---- EXTRACTED ENTRIES
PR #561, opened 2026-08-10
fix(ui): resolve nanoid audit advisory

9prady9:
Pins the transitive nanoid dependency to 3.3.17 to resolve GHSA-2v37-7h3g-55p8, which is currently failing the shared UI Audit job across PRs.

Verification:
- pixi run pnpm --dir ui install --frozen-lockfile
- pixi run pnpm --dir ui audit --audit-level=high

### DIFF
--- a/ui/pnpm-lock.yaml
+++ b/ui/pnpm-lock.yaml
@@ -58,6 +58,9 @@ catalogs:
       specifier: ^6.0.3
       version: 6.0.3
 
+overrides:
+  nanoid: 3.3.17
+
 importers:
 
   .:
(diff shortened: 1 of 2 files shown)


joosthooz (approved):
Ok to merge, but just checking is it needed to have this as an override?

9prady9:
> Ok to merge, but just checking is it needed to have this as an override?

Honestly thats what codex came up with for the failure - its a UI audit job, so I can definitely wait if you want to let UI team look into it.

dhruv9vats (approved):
--------
If a line falls between the first line of the entries and the line containing "- pixi run pnpm --dir ui audit", or is one of those two, restate it word for word; leave all other lines out.

PR #561, opened 2026-08-10
fix(ui): resolve nanoid audit advisory

9prady9:
Pins the transitive nanoid dependency to 3.3.17 to resolve GHSA-2v37-7h3g-55p8, which is currently failing the shared UI Audit job across PRs.

Verification:
- pixi run pnpm --dir ui install --frozen-lockfile
- pixi run pnpm --dir ui audit --audit-level=high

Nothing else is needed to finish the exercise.